Disclaimer : Je ne possède pas Naruto.
Merci à Kosh pour toutes les charmantes moralités que je serais bien incapable de trouver seule.
Merci aussi à mes quatrièmes pour m'avoir fait sentir à quel point je leur avais manqué. Mes chers petits, cette fic n'existerait pas sans vous, ce qui prouve sans l'ombre d'un doute que vous êtes le mal absolu.
xxx
Trente manières stupides de tuer Itachi
Assassin 9 : Ebisu
xxx
C'était un matin comme tous les autres, une journée qui fait chanter les petits oiseaux dans le ciel bleu. Ce matin-là, Ebisu, professeur particulier, momentanément en repos pour cause de migraines post-traumatiques chroniques, entra dans la salle de classe numéro 3. Les élèves étaient d'un silence sépulcral alors qu'il parcourait les quelques mètres qui le séparaient du bureau qui serait le sien pendant une semaine complète au terme de laquelle Iruka-san reviendrait de sa mission.
Il sentit des dizaines de paires d'yeux fixées sur lui, mais aucun bruit ne régnait dans la salle de classe.
Il pensa alors qu'Iruka avait superbement éduqué ces enfants qui pourtant semblaient habituellement piailler à des kilomètres à la ronde. Peut-être ses efforts de pédagogue extraordinaire ne seraient pas gaspillés.
La journée fut une journée de rêve pour un professeur, des élèves silencieux, attentifs et qui s'investissaient dans le cours. Un enseignant normal serait parti immédiatement avertir le Hokage que des ninja étrangers avaient séquestré et pris la place des enfants, mais Ebisu se contenta de hocher la tête. Les élèves étaient encore un peu médiocres, mais il n'avait pas à se plaindre.

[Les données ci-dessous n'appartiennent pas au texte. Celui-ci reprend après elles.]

PR #4049, opened 2025-03-20
On v3, we need to get the user API version from previous inputs, not `__inputs`

thomas11:
Follow-up to #4043 which works on v2 but not on v3, because of #3772.

### DIFF
--- a/provider/pkg/provider/provider.go
+++ b/provider/pkg/provider/provider.go
@@ -1270,6 +1270,15 @@ func (k *azureNativeProvider) Read(ctx context.Context, req *rpc.ReadRequest) (*
 	if err != nil {
 		return nil, err
 	}
+	stateWithPreviousInputs := oldState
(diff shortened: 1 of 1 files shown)


danielrbradley (commented):
This feels somewhat backwards, if I'm reading it correctly ...

If we're on v3 .. then we're going to do extra work to take the inputs from the request and replace the oldState with those inputs?

Should we not be modifying the methods to no longer assume there's `__inputs` in the oldState?

thomas11:
> This feels somewhat backwards, if I'm reading it correctly ...
> 
> If we're on v3 .. then we're going to do extra work to take the inputs from the request and replace the oldState with those inputs?
> 
> Should we not be modifying the methods to no longer assume there's `__inputs` in the oldState?

Well, the code in this PR is written to work on v2 as well, where it will read `__inputs`. On v3, we don't need it and can later remove it.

Il accepta avec bonté l'humble assortiment de gâteaux de riz que lui offrit en rougissant une petite fille aux couettes rousses défiant la gravité.
Dissimulé derrière la fenêtre, mettant pour une fois à profit tous les conseils qu'Iruka leur ait jamais donnés sur le camouflage, le jeune Konohamaru regarda avec délectation son ancien professeur commencer à grignoter en corrigeant des copies puis se servir du thé au thermos posé sur son bureau. Le petit garçon jubila. Le professeur était tombé dans son piège !
Il ne fallut pas longtemps à Ebisu pour se resservir une autre tasse, puis encore une et son teint devint rouge comme la brique et les lettres se mirent à danser devant ses yeux. Il était saoul.
L'alcool agit comme un anesthésiant sur le surmoi, la morale, les peurs, les interdits sociaux disparaissent, voilés dans les brumes de l'ivresse.
Saoul comme un cochon, Ebisu se mit en route vers le palais du Hokage pour faire savoir à cette vieille peau ce qu'il pensait de sa façon d'utiliser un jounin comme lui pour des tâches aussi ingrates. En chemin il souleva les jupes des filles, vola sa sucette à un bébé et fit vicieusement tomber un pot de fleur sur une grand-mère qui ne fut sauvée que par ses sens aiguisés de kunoichi avisée.
Il entra dans le Palais au rythme d'un taureau fonçant sur la cape du toréador. Il ne s'arrêta pas avant de se trouver devant l'énorme porte du bureau du Hokage gardée par des jounin d'élite qui faisaient une bataille corse.
Mais son regard dévia de la porte.
"Salut beau brun, tu marines chez tes harengs ?"
"Genma, par pitié, dis-moi qu'il parle tout seul !" demanda Raidou.
"T'inquiètes, il parle au mur."
Et en effet, Ebisu était en train de draguer ouvertement le mur.
"Ça te dirait de faire l'amour comme des bêtes dans une ruelle sombre ?" demanda le pervers qui s'ignore.
Mais rapprochons-nous de ce mur, l'objet de toutes les convoitises du jounin.
L'alcool fait parfois voir des choses qui n'y sont pas, des éléphants roses, Elvis se promenant main dans la main avec un petit homme vert. Mais parfois, l'alcool révèle aussi la nature profonde des choses.
Itachi Uchiha se demandait ce qu'il avait pu faire au Bon Dieu pour mériter ça (à part bien sûr exterminer tout son clan et son meilleur ami par la même occasion).
Pourquoi avait-il fallu que tandis qu'il espionnait le Hokage à l'intérieur même de sa tour, drapé dans les meilleures illusions qu'il savait tisser, un poivrot vienne tout jeter par terre ?
Mais rien n'était encore perdu, il allait se débarrasser de l'ivrogne en faisant passer sa mort pour un accident et ceci sous les yeux des gardes du Hokage ! Voilà qui ne ferait que prouver une fois de plus son génie !
Il sortit un kunai alors qu'Ebisu était occupé à le dévorer des yeux et à chanter à tue-tête : "C'est pas ma faute à moi ! Si j'entends tout autour de moi, L O L I T A, moi Lolita, c'est pas ma fauteuh !"
Et ses mains se retrouvèrent soudainement immobilisées contre le mur.
"Et bien mon mignon, on est SM en plus ? Ça tombe bien, moi aussi ! Tu peux m'appeler Maîtresse Emilie !"
Les yeux du pervers brillaient par-dessus ses lunettes noires, remplis de promesses pleines de douleur et de plaisir, d'humiliation et de cuir...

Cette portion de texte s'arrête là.